CASE STUDY:

Splunk SIEM implementation for Threat Intelligence companies with custom JS and CSS

 

CUSTOMER BACKGROUND:
A leading Threat Intelligence product company had a requirement to develop Splunk App to enrich their Advisory Intelligence Reports and Network Traffic as rich visualization Dashboard.

PROJECT GOALS:
To develop Splunk App with Add-on, create several custom dashboards with rich visualization using Tables, Columns, Timelines, Pie Charts, Bar Charts, Single Values.

THE CHALLENGE:
Extend the Splunk UI using custom JavaScript and CSS and create highly personalized and diverse dashboards.

RESULTS:
Loginsoft has an extensive expertise in Splunk which helped our leading Threat Intelligence client to experience the best in class visual dashboards with custom icons.

APPROACH:
Developed a Python program to pull data from API source to Splunk as Add-on and configured custom Dashboards as Table, Columns, Timelines, Pie Charts, Bar Charts, Single Value elements.

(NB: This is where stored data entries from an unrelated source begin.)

PR #2628, opened 2023-05-22
[16.0] [FIX] Multi-Company issue with M2M field

rven:
In a Multi-Company environment with the auditlog rule on product.template enabled, the taxes_id field gets always overwritten with the taxes chosen in the current company. The cause of this is that the old_values are read with sudo, which has access to not only the current company. When doing the actual write of the field, this cached value is taken into account, which removes them from the M2M relation. Before doing the actual write, the cache of the recordset(s) need to be cleared again.

The following method causes the problem in Odoo:
```python
    def write_real(self, records_commands_list, create=False):
        # records_commands_list = [(records, commands), ...]
        if not records_commands_list:
            return

        model = records_commands_list[0][0].browse()
        comodel = model.env[self.comodel_name].with_context(**self.context)
        cr = model.env.cr

        # determine old and new relation {x: ys}
        set = OrderedSet
        ids = set(rid for recs, cs in records_commands_list for rid in recs.ids)
        records = model.browse(ids)

        if self.store:
            # Using `record[self.name]` generates 2 SQL queries when the value
            # is not in cache: one that actually checks access rules for
            # records, and the other one fetching the actual data. We use
            # `self.read` instead to shortcut the first query.
            missing_ids = list(records.env.cache.get_missing_ids(records, self))
            if missing_ids:
                self.read(records.browse(missing_ids))

        # determine new relation {x: ys}
        old_relation = {record.id: set(record[self.name]._ids) for record in records}
        new_relation = {x: set(ys) for x, ys in old_relation.items()}
```

The **old_relation** field will be populated with all the taxes, not taken into account the current company.
So later on it will remove them.

### DIFF
--- a/auditlog/models/rule.py
+++ b/auditlog/models/rule.py
@@ -386,7 +386,7 @@ class AuditlogRule(models.Model):
                 .with_context(prefetch_fields=False)
                 .read(fields_list)
             }
-            # self.invalidate_recordset()
+            self.invalidate_recordset()
             result = write_full.origin(self, vals, **kwargs)
             new_values = {
                 d["id"]: d
--- a/auditlog/models/rule.py
+++ b/auditlog/models/rule.py
@@ -386,6 +386,7 @@ class AuditlogRule(models.Model):
                 .with_context(prefetch_fields=False)
                 .read(fields_list)
             }
+            # self.invalidate_recordset()
             result = write_full.origin(self, vals, **kwargs)
             new_values = {
                 d["id"]: d
--- a/auditlog/tests/__init__.py
+++ b/auditlog/tests/__init__.py
@@ -1,3 +1,4 @@
 # License AGPL-3.0 or later (http://www.gnu.org/licenses/agpl).
 from . import test_auditlog
 from . import test_autovacuum
+from . import test_multi_company
--- a/auditlog/tests/test_multi_company.py
+++ b/auditlog/tests/test_multi_company.py
@@ -1,0 +1,194 @@
+import json
+
+from odoo.tests.common import Form, TransactionCase, new_test_user
+
+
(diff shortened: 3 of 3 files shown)


rven:
@StefanRijnhart What do you think about this solution?

You could also say that this is an Odoo bug, that Odoo does not take into account the company which has been provided in the context...

StefanRijnhart:
It does not sit entirely well with me. I'm wondering if it might hurt performance and I'm not entirely sure it would not introduce any side issues. I would be tempted to patch `self.env.cache` for my own odoo.api.Cache() instance for the duration of the `read`. But this is more a gut feeling, to be honest.

Apart from that, it would be nice if you could reproduce the error. Would adding a test with a rule on `res.partner.category`'s `partner_ids` work for that?

rven:
@StefanRijnhart
I don't see directly how to fix this issue in another way then I proposed.

I tried to add a test case on the `category_id` field on `res.partner`, but here the scenario is not going wrong.
Only in the test case `test_20_02_multi_company_restricted` when using `with_user` is acting weird.
With the `self.partner.invalidate_recordset()` enabled in the test cases everything is working fine.

Because of that I taught it had to do with a customization in our project, so I created a test scenario using the `taxes_id` field on `product.template`, and yes the problem came up here.
The next thing I did was creating a module based on only standard Odoo modules, and there the problem also happens.

Can you maybe have a look at this problem?

Here the module with all the test cases:
[auditlog_bug.zip](https://github.com/OCA/server-tools/files/11567009/auditlog_bug.zip)

StefanRijnhart:
@rven Of course it was only a matter of time before I would be hit by this myself. Thanks to your effort, I was able to reproduce the issue in #2814 and apply your fix to solve the issue.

Custom Tooltip using JavaScript
When logs are visualized in Splunk Application, there is no option to create a custom Tooltip i.e. a mouse hover popup on a data point in the timeline graph.

Loginsoft has leveraged Jquery and JavaScript to implement this feature otherwise unavailable.

Custom Icons:
Loginsoft leveraged JavaScript to create custom icons and also change the color for the text based on an event trigger for one of the dashboards as shown below.

Configuration Bundle with Custom CSS:
Users cannot show Checkbox options alongside count in Splunk. To mitigate this, Loginsoft bundled a Checkbox Input with table data from Splunk by overwriting Splunk’s default style with Loginsoft’s custom CSS.

Additionally, Loginsoft has leveraged JavaScript to add functionalities that allow users to append graphs in order of selection.